Define an `IJobParallelFor` like so:

```csharp

public class ManyCalculations : IJobParallelFor

{

  // Execute will be called for each i for the specified amount

  public void Execute(int i)

  {

    // ... do some operation with i here

  }

  // Finish will be called once all operations are completed.

  public void Finish()

  {

    Debug.Log("All done!");

  }

  // BatchSize is a measure of how "complicated" your operations are. Detailed below.

  public int BatchSize => 32;

  // Restrict the number of spawned jobs to decrease memory usage and overhead. Keep this at 0 to use the Scheduler's number of active threads (recommended).

  public int ThreadCount => 0;

}

```

Run your `IJobParallelFor` with this syntax:

```csharp

var job = new ManyCalculations();

var handle = scheduler.Schedule(job, 512); // Execute will be called 512 times

```

However, there are several caveats:

* Don't overuse `IJobParallelFor`. In general, over-parallelization is a bad thing. Only schedule your job in parallel if it is truly iterating a huge amount of times, and make sure to always profile when dealing with multithreaded code.

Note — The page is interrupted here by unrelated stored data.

PR #1213, opened 2023-03-02
Add license and classifiers metadata

### LINKED ISSUE #1196: Add additional license metadata to setup.cfg
In addition to `license_file`, we should also include the license in `license` and `classifiers` to better disclose the license within the `Meta` section of pypi.org.  As of now, there is some indication in the readme, but no machine parsable information is available via the pypi API.

Shrews:
Fixes #1196

### DIFF
--- a/setup.cfg
+++ b/setup.cfg
@@ -9,7 +9,7 @@ project_urls =
 description_file = README.md
 description_content_type = text/markdown
 license_file = LICENSE.md
-license = Apache
+license = Apache Software License, Version 2.0
 classifiers =
     Development Status :: 5 - Production/Stable
     Environment :: Console
--- a/setup.cfg
+++ b/setup.cfg
@@ -9,6 +9,24 @@ project_urls =
 description_file = README.md
 description_content_type = text/markdown
 license_file = LICENSE.md
+license = Apache
+classifiers =
+    Development Status :: 5 - Production/Stable
+    Environment :: Console
+    Intended Audience :: Developers
+    Intended Audience :: Information Technology
+    Intended Audience :: System Administrators
+    License :: OSI Approved :: Apache Software License
+    Natural Language :: English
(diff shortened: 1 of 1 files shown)


setup.cfg
```diff
@@ -9,6 +9,24 @@ project_urls =
 description_file = README.md
 description_content_type = text/markdown
 license_file = LICENSE.md
+license = Apache
```
sivel: There is no standard here, and the way the pypi UI shows this is basically `license (classifier-license)`.

But after looking through the list of packages with the apache classifier, I've come to believe `Apache Software License, Version 2.0` covers the most.

```suggestion
license = Apache Software License, Version 2.0
```

sivel (approved):

hswong3i:
@Shrews shall we also backport this for 2.0 and 2.1? Therefore we could release a new version to pypi with yank the incompatible legacy versions?

Shrews:
@hswong3i The 2.1 and earlier releases will receive only security fixes. Those branches will not receive this change.

hswong3i:
Yes as a human being we all respecting the community policy for just patching for security for 2.0/2.1 release, but as a platform and tool as pypi.org and pip couldn't understand this.

If we only hotfix 2.2/2.3 release, pypi.org and pip will still report 2.1.x as suitable and available version for installation, which not sync with what we claimed in document for human...

Shall we give an exception for solving a technical issue by technical but not by documentation only?

hswong3i:
P.S. as a rpm/deb packager with OBS, I had already EXCLUDE all 2.x build for legacy OS with Python 3.6 but just provide 1.4.9. So basically I am respecting community policy and already solve the problem for my own daily use case under my own controlled environment.

But this didn't solve the unexpected behavior if people follow our document and install with pip directly. We could patch the document with sorry, but patch the code could solve the root cause...

Issue #1218, opened 2023-03-09
project_dir does not work


Shrews:
Setting `project_dir` in the `interface.run()` method does not appear to work. Example:

```
r = ansible_runner.run(
        private_data_dir='demo',
        playbook='test.yml',
        project_dir='my_project',
)
```

This should find the `demo/my_project/test.yml` playbook, but instead fails with:

`ERROR! the playbook: test.yml could not be found`

jkugler:
Also, it appears to not modify the directory it passes to podman as the working directory. Even with "project_dir" specified, podman is still invoked with:
```
execve("/usr/bin/podman", ["/usr/bin/podman", "run", "--rm", "--tty", "--interactive", "--workdir", "/runner/project", "-v", ...
```
and if the 'project' directory does not exist in `private_data_dir`,  will throw an error of `Error: workdir "/runner/project" does not exist on container ...`

Akasurde:
resolved_by_pr https://github.com/ansible/ansible-runner/pull/1222

Issue #1143, opened 2022-10-12
Automatic generated folders make it impossible to run different playbooks in multithreaded environment.


joaopfg:
The automatic generated folders (`artifacts`, `inventory` and `project`) make it impossible to run different playbooks (with ansible-runner) in different threads.

I can of course remove these folders before and after every command but it doesn't solve the problem when two commands are run almost at the same time.

Is there some work around for this ?

Also, I don't see the reason for these folders to be dumped into the filesystem. Couldn't they be stored as python objects and carried through the code ? Is there a deeper reason for them to be dumped into the filesystem ?

urbanchef:
Any updates on this?

joaopfg:
@urbanchef The work around I implemented in my code is to generate these folders with names in a one to one correspondence with the thread that generated them. Like this, I can manage their lifecycle in each thread. Ugly solution though. I hope someone gets inspired to make a PR getting rid of these folders. I don't have time to dig deeper into that now.

urbanchef:
FYI, I create a separate private_data_dir for each playbook run given that project_dir remains the same. I delete private_data_dir some time after. All the details I mentioned [here](https://github.com/ansible/ansible-runner/pull/1222#issuecomment-1833301463)

PR #1222, opened 2023-03-17
Handle custom project_dir

Akasurde:
##### SUMMARY

##### ISSUE TYPE
- Bugfix Pull Request

##### COMPONENT NAME
ansible_runner/runner.py
test/fixtures/projects/project_dir_test/env/envvars
test/fixtures/projects/project_dir_test/inventory/inv_1
test/fixtures/projects/project_dir_test/my_project/debug.yml
test/integration/test_interface.py


Akasurde:
Closing and re-opening to retrigger the CI.

jkugler:
Could we also add a test to verify that it works when

1. there is no "project" directory and 
2. you specify a custom project_dir (see comment on the original bug for details: https://github.com/ansible/ansible-runner/issues/1218#issuecomment-1462576456)

Akasurde:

* You must choose a sane `BatchSize` for the work inside your job. If you have very many small tasks that complete very quickly, a higher batch size will dispatch more indices to each thread at once, minimizing scheduler overhead. On the other hand, if you have complicated (or mixed-complexity) tasks, a smaller batch size will maximize the ability for threads to use work-stealing and thus might complete faster. The only way to know what batch size to use is to profile your code and see what's faster!

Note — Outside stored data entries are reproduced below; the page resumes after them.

PR #659, opened 2023-10-02
Improve Escape Sequences in String Literals

### LINKED ISSUE #658: Slice Lexer Aggressively Removes Backslashes in String Literals
Currently, Slice supports backslashes in string literals to allow things like:
```
[deprecated("Use \"Bar\" instead")]
struct Foo {}
```
So the lexer knows to treat the inner quotation marks as text.

However, after parsing, we remove these backslashes by just doing `replace('\\', "")` (remove all backslashes).
But this might remove backslashes the user put there intentionally.

For instance, this should reasonably be parsed down to `\hello`:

* Scheduling just a single `IJobParallelFor` actually schedules `ThreadCount` jobs on the backend, decreasing the jobs pool. If you make a lot of these, the amount of jobs in play could quickly increase. For example, on a 16-core CPU, with default settings, spawning 8 `IJobParallelFor` would spawn 128 jobs on the backend. The scheduler can certainly handle it, but you'll probably want to keep an eye on `MaxExpectedCurrentJobs` if you want to keep the scheduler truly zero-allocation.